> _TASK TO COMPLETE_: Copy exactly the lines from the one containing "Simple HubSpot integration" through the last line of the records, both included, and nothing more.

> _TASK MATERIAL_:
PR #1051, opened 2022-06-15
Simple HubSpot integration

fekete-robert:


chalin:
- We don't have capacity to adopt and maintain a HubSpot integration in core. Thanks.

> _ANSWER BOX_:
Simple HubSpot integration

fekete-robert:


chalin:
- We don't have capacity to adopt and maintain a HubSpot integration in core. Thanks.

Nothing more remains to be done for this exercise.